## EXTRACTED DATA
PR #129, opened 2017-05-30
Allow an investment project summary to be edited

teneightfive:
Adds the ability to edit the project summary screen and update it.

### DIFF
--- a/src/controllers/investment-create.controller.js
+++ b/src/controllers/investment-create.controller.js
@@ -1,24 +1,29 @@
 const router = require('express').Router()
 
 const { getInflatedDitCompany } = require('../services/company.service')
-const { getCompanyInvestmentProjects, saveInvestmentProject } = require('../repos/investment.repo')
-const { transformForApi } = require('../services/investment-formatting.service')
+const {
+  getCompanyInvestmentProjects,
+  getInvestmentProjectSummary,
+  createInvestmentProject,
+  updateInvestmentProject
+} = require('../repos/investment.repo')
+const { transformToApi, transformFromApi } = require('../services/investment-formatting.service')
 const metadataRepo = require('../repos/metadata.repo')
 
 function getHandler (req, res, next) {
-  const equityCompanyId = req.query['equity-company']
+  const equityCompanyId = res.locals.equityCompanyId || req.query['equity-company']
   const promises = [
     getInflatedDitCompany(req.session.token, equityCompanyId),
-    // TODO: remove this when the company endpoint returns a list of invesments
     getCompanyInvestmentProjects(req.session.token, equityCompanyId)
   ]
 
   if (!equityCompanyId) {
-    return res.redirect('/investment/start')
+    res.redirect('/investment/start')
   }
 
   Promise.all(promises)
     .then(([equityCompany, equityCompanyInvestments]) => {
+      const form = res.locals.form || {}
       const contacts = equityCompany.contacts.map((contact) => {
         return {
           id: contact.id,
@@ -31,7 +36,6 @@ function getHandler (req, res, next) {
           label: type.name
         }
       })
-      const form = res.locals.form || {}
 
       form.options = {
         contacts,
@@ -51,9 +55,17 @@ function getHandler (req, res, next) {
 }
 
 function postHandler (req, res, next) {
-  const formattedProject = transformForApi(req.body)
+  const formattedBody = transformToApi(req.body)
+  const projectId = res.locals.projectId
+  let saveMethod
 
-  saveInvestmentProject(req.session.token, formattedProject)
+  if (projectId) {
+    saveMethod = updateInvestmentProject(req.session.token, projectId, formattedBody)
+  } else {
+    saveMethod = createInvestmentProject(req.session.token, formattedBody)
+  }
+
+  saveMethod
     .then((result) => {
       res.redirect(`/investment/${result.id}`)
     })
@@ -63,6 +75,7 @@ function postHandler (req, res, next) {
 
         res.locals.form.errors = err.error
         res.locals.form.state = req.body
+
         next()
       } else {
         next(err)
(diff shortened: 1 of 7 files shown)


src/controllers/investment-create.controller.js
```diff
@@ -1,24 +1,29 @@
...
+  getInvestmentProjectSummary,
+  saveInvestmentProject,
+  editInvestmentProject
+} = require('../repos/investment.repo')
+const { transformForApi, transformFromApi } = require('../services/investment-formatting.service')
 const metadataRepo = require('../repos/metadata.repo')
 
 function getHandler (req, res, next) {
-  const equityCompanyId = req.query['equity-company']
+  const equityCompanyId = res.locals.equityCompany || req.query['equity-company']
```
feedmypixel: do we need to support both?

src/controllers/investment-create.controller.js
```diff
@@ -63,14 +75,32 @@ function postHandler (req, res, next) {
...
+}
+
 router.get('/investment/create', getHandler)
 router.post('/investment/create', postHandler, getHandler)
 
-module.exports = { router, getHandler, postHandler }
+router.get('/investment/:id/details/edit', editHandler, getHandler)
+router.post('/investment/:id/details/edit', editHandler, postHandler, getHandler)
+
+module.exports = { router, getHandler, postHandler, editHandler }
```
feedmypixel: newlines for these?

src/services/investment-formatting.service.js
```diff
@@ -78,6 +84,8 @@ function transformForApi (body) {
     project['referral_source_advisor'] = body['is-referral-source']
   }
 
+  project['estimated_land_date'] = `${body['land-date_year']}-${body['land-date_month']}-01`
+
   Object.keys(project).forEach((key) => {
```
feedmypixel: Not part of this PR but it feels like the data needs to be normalised to either an array or an object, not both.

src/services/investment-formatting.service.js
```diff
@@ -87,22 +95,56 @@ function transformForApi (body) {
       project[key] = [{
         id: project[key]
       }]
+    } else if (remove.includes(key)) {
```
feedmypixel: can you remove unwanted keys before they get iterated over?

src/services/investment-formatting.service.js
```diff
@@ -87,22 +95,56 @@ function transformForApi (body) {
...
 
-  delete project['land-date_year']
-  delete project['land-date_month']
-  delete project['is-relationship-manager']
-  delete project['is-referral-source']
+  const date = new Date(formatted['estimated_land_date'])
+  formatted['land-date_year'] = date.getFullYear()
+  formatted['land-date_month'] = date.getMonth() + 1 // month is zero based index
+
+  Object.keys(formatted).forEach((key) => {
```
feedmypixel: This is also being used above - can this be abstracted into a function?

src/services/investment-formatting.service.js
```diff
@@ -87,22 +95,56 @@ function transformForApi (body) {
...
+  return formatted
 }
 
 module.exports = {
   getInvestmentDetailsDisplay,
   getOpenInvestmentProjects,
   getClosedInvestmentProjects,
-  transformForApi
+  transformForApi,
+  transformFromApi
```
feedmypixel: the wording of these methods are very similar and I'm not sure what they do or how they are different. Could a rename make that clearer?

feedmypixel: If I have understood right maybe these are clearer and less likely to be mixed up?
- ` transformToApi`
- `transformFromApi`

src/views/investment/create.njk
```diff
@@ -2,27 +2,32 @@
...
+    <table class="table--key-value">
+      <tbody>
+        <tr>
+          <td>{{ equityCompany.name }}</td>
+        </tr>
+        <tr>
+          <td>{{ equityCompany.registered_address_country.name }}</td>
+        </tr>
+        <tr>
+          <td>{{ equityCompanyInvestments.count|default('No', true) }} investment project{{ 's' if equityCompanyInvestments.count != 1 }} in the UK</td>
```
feedmypixel: FYI there is [pluralise filter](https://github.com/uktrade/data-hub-fe-beta2/pull/139/files#diff-a34f9a72bb41fd9597d5ec8aa14d4e1fR18) coming

teneightfive: _applaudes_

src/controllers/investment-create.controller.js
teneightfive: Reason being is one is coming from the `editHandler` middleware (which thinking about it, I may rename to `editMiddleware` to be more clear) when editing a project summary, and the other is being set as a querystring param. 

When editing I don't really want to redirect to the get with the querystring as you'd lose the values in `res.locals`.

I could refactor so that there is a middleware on all routes that looks for the querystring params and also sets it on to `res.locals` so that this function only expects that value to come from one place?

src/services/investment-formatting.service.js
teneightfive: I don't really like what these functions are doing to be honest. It's compensating for the way the API sends that data back. We have to expand a string into an object in some cases where I think it might be nicer for the API to accept a string or an object, and if a string, treat it as the ID value.

src/services/investment-formatting.service.js
teneightfive: Yes that's probably more efficient.

src/repos/investment.repo.js
```diff
@@ -17,11 +17,19 @@ function getInvestmentRequirements (token, investmentId) {
   return authorisedRequest(token, `${config.apiRoot}/v3/investment/${investmentId}/requirements`)
 }
 
-function saveInvestmentProject (token, project) {
+function saveInvestmentProject (token, body) {
```
tyom: I wonder if create/update would be more appropriate verbs.

src/controllers/investment-create.controller.js
feedmypixel: >When editing I don't really want to redirect to the get with the querystring as you'd lose the values in res.locals.

sounds sensible

>I could refactor so that there is a middleware on all routes that looks for the querystring params and also sets it on to res.locals so that this function only expects that value to come from one place?

Feels like you would expect a query to be on req.query rather than res.locals. Which would make it a little magic IMO. 

It sounds like for the moment we have two ways in.

Maybe this is a bigger thing in that we have a `getHandler` which is doing the get work for two things. Render a company page and edit a company page. Potentially we have a handler for the display, and then if it is an edit it falls through to an edit handler?

*caveat I have not had my head in the code so take whichever route you feel is sensible*

src/views/investment/create.njk
feedmypixel: 🙇

src/controllers/investment-create.controller.js
teneightfive: The reason for using the same handler is there is next to no difference apart from where the equity company ID is coming from, hence the thought to use the same handler but have the edit route add an additional piece of middleware.

Let me see if I can refactor it a bit.

feedmypixel: I quite like the middleware pattern on routes. If it doesn't do something in the first handler just drop it through to the next, same principle as the error handling.

This approach also works really nicely when doing errors with `post -> redirect get`

teneightfive: Yep, am doing that with the post/get actions. The post route includes the postaction and then drops through to the get action. Does just mean you have to set things on `res.locals` though.

teneightfive: Had a chat with @tyom and for now I think we're going to leave it rather than adding more middleware. It's something we'll probably revisit when we look to combine a lot of the add/edit flows that we currently have.

PR #130, opened 2017-05-30
Add configuration to carry out more checks in code climate

ztolley:


jim68000:
I like that your codeclimate PR fails in codeclimate.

## ACTIVITY
Each line of the data that has the string "source" should be returned.

## EXPECTED ANSWER
     project['referral_source_advisor'] = body['is-referral-source']
-  delete project['is-referral-source']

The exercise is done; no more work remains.